*** Opening of Working data ***
PR #606, opened 2024-02-15
OC-808: Back end prep for indicating peer review version

finlay-jisc:
The purpose of this PR was to do the back end work involved to store the publication version a link was created to. This will be needed so that we can indicate whether peer reviews were written against the latest version of a publication.

Also renamed some existing fields on links to be clearer about what they actually store/refer to.

Note that the script that will be run as part of deploying this isn't shown in the final file diff; this is because it has to be run while the new "toVersion" field is optional, and this field later becomes mandatory, which would cause the script to fail typescript checking. The script can be found at [this commit](https://github.com/JiscSD/octopus/pull/606/commits/ae5d416339e20207973ab9c3d79047bff51c505f).

The process for deploying this will be:
- Put octopus into maintenance mode
- On the bastion server for the environment being deployed:
    - Check out the [script commit](https://github.com/JiscSD/octopus/pull/606/commits/ae5d416339e20207973ab9c3d79047bff51c505f)
    - Run the available DB migration to add the optional toVersion field and rename the others
    - Run the script to populate toVersion on existing links
    - Check out the up to date branch
    - Run the new available DB migration to make the toVersion field mandatory
- Take octopus out of maintenance mode

---

### Acceptance Criteria:

- The publication version to which links were originally created is now stored in the database
- When a peer review is saved, any links that were to publications which have subsequently had a new version published are updated to refer to that newer published version
- A script is written to populate the “linked to version” on each existing link in the system (to the latest live version)

---

### Checklist:

- [x] Automated tests added
- [ ] Documentation updated

---

### Tests:

API
Screenshot 2024-02-15 105809

E2E
Screenshot 2024-02-14 135518


api/prisma/migrations/20240213151159_link_to_version_pre_script/migration.sql
```diff
@@ -0,0 +1,38 @@
+/*
```
adwearing-jisc, line 1: Not sure what tool you use for migrations, this looks a good candidate to wrap in a transaction if the tool doesn't already

api/prisma/migrations/20240214113648_link_to_version_post_script/migration.sql
```diff
@@ -0,0 +1,8 @@
+/*
+  Warnings:
+
+  - Made the column `versionToId` on table `Links` required. This step will fail if there are existing NULL values in that column.
```
adwearing-jisc, line 4: Take it you can guarantee there are  no NULL values in the column?

api/src/components/publicationVersion/service.ts
```diff
@@ -352,11 +352,50 @@ export const updateStatus = async (id: string, status: I.PublicationStatusEnum)
...
+                where: {
+                    publicationFromId: updatedVersion.versionOf,
+                    draft: true,
+                    versionTo: {
+                        isLatestLiveVersion: false
+                    }
+                }
+            });
+
+            for (const outdatedDraftLink of outdatedDraftLinks) {
```
adwearing-jisc, line 374: Potential to do this in a `promise.all` instead to save some time?

adwearing-jisc (dismissed):

api/prisma/migrations/20240213151159_link_to_version_pre_script/migration.sql
finlay-jisc: These are generated with prisma migrate. From reading about it it doesn't stop you using transactions (or wrap them automatically), you just have to put BEGIN and COMMIT in - I'll add this

api/prisma/migrations/20240214113648_link_to_version_post_script/migration.sql
finlay-jisc: Yes, the script to run in between the migrations will mention if there was a problem filling all of these fields, so we'll know before running this migration

api/src/components/publicationVersion/service.ts
finlay-jisc: In general yes, but since peer reviews can currently only link to one thing, I don't think it's necessary

api/prisma/migrations/20240213151159_link_to_version_pre_script/migration.sql
finlay-jisc: I've now pushed this up - it involved some reverting and cherry picking back of commits because we need a code state to checkout that has only the first migration (but in its transaction-using state) and the script

api/prisma/migrations/20240214113648_link_to_version_post_script/migration.sql
adwearing-jisc: I was messing with prisma migrations myself yesterday afternoon and discovered these warnings are auto generated. Apologies, I thought you wrote this

adwearing-jisc (approved):

PR #607, opened 2024-02-19
OC-768: Create global log in set up script for end to end tests

finlay-jisc:
The purpose of this PR was to speed up our tests by providing a storage file where the tests are being run that individual tests can read and use to authenticate their requests, removing the need to carry out the full log in process in each test that requires being logged in.

Although this PR will show a lot of changes there are basically only a few things being changed, but they affected the tests in lots of places.
- Instead of logging in, tests now use the new getPageAsUser helper.
- A baseUrl has been defined, so we no longer have to use a constant defined in helpers for the base URL. We can use relative paths for navigation instead.
- In publish.e2e.spec.ts, new functions have been made to standardise repeated behaviour and cut code duplication:
    - requestApproval
    - createPublishReadyPublication
    - addCoAuthorsAndRequestApproval
- Removed 'Co Authors appear properly in the Approvals Tracker' test because the only thing it was doing was checking presence of locators that we can check in 'Create a PROBLEM publication with co-authors', which has an identical setup.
*** Close of Working data ***
__Description of the task__. Your reply should be only the number of lines in the records above that include "fields".

__Answer box__. 2